Die organisationale Ebene
*Möglichkeiten und Grenzen von Teams *kooperative Strukturen
*Arbeitsteilung *Kontrolle und Autonomie *Binnenstrukturierung
*eigene Positionierung *Entwicklung geeigneter Kommunikations-
und Besprechungsstrukturen *...
Supervisionsformen
Supervision kann in verschiedenen Settings stattfinden; prinzipiell
ist jedes Setting auch für LehrerInnen geeignet. Die
Auswahl des "richtigen" Settings richtet sich nach
den bestimmenden Fragestellungen und nach Ihren persönlichen
Vorlieben.
Einzelsupervision
Vorteile: *geringere Hemmschwelle,
persönlich Bedeutsames anzusprechen *Fokussierung auf
eigene Fragestellungen
Nachteil: *Kosten werden
alleine getragen
Gruppensupervision
(mit LehrerInnen aus verschiedenen Schulen)
Vorteile: *höhere Problemlösekapazität
durch Mehrperspektivität *größere Vielfalt
von Erfahrungen und Kompetenzen im Umgang mit schwierigen
Situationen *Austausch *Kostenteilung etc.
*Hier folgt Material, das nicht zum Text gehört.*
PR #8553, opened 2022-03-21
[feature](balance) Support balance between disks on a single BE

### LINKED ISSUE #8550: [Feature] support disk rebalance
### Search before asking

### background
Current situation of doris is that the cluster is balanced, but the disks of a backend may be unbalanced.
for example, backend  A have two disks: disk1 and disk2, disk1's usage is 98%, but disk2's usage is only 40%. disk1 is unable to take more data, therefore only one disk of backend A can take new data, the avaiable write throughput of backend A is only half of its ability, and we can not resolve this through load or partition rebalace now.

so we introduce disk rebalancer, disk rebalancer is different from other rebalancer(load or partition) which take care of cluster-wide data balancing. it takes care about backend-wide data balancing.

### schedule strategies:
1. normally, disk rebalance task will be scheduled when cluster is balanced .
2. if user has set  some backends that have high priority of disk rebalance, then disk rebalance task of the prior backends will be scheduled, no matter if cluster is balanced.

#### defintion:
1. high load disk/path: 10% greater than avg disk usage
2. mid load disk/path: -10% < avg disk usage <+10%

(mit LehrerInnen aus einer Schule)
Vorteile: *wie oben *zusätzlich:
gemeinsamer Erfahrungshintergrund
Nachteil: *Gefahr der informellen
Cliquenbildung und Ablehnung durch nicht teilnehmende KollegInnen
"Team"-Supervision
Besonderheiten: *nur sinnvoll
für LehrerInnengruppe, die eine gemeinsame Arbeitsaufgabe
hat (oder demnächst haben wird) *erfordert möglichst
klaren Arbeitsauftrag für das Team und die Supervision
durch die Schulleitung *Teambildung, Auftrag, Funktion müssen
dem übrigen Kollegium transparent gemacht werden
Vorteile: *Maßnahmen
können direkt umgesetzt werden *Erprobung von Kooperations-
und Kommunikationsstrukturen *Alltagsnähe etc.
...
und wenn mir das alles nichts bringt?
Dann hören Sie einfach wieder damit auf. Einfach so.
Supervision ist freiwillig und keine Zwangsveranstaltung (und
kein Zeitschriftenabo...). Sie machen genau so lange Gebrauch
davon, wie Sie das Gefühl haben, davon zu profitieren.
Dauer, Frequenz und Inhalte werden von Ihnen bestimmt.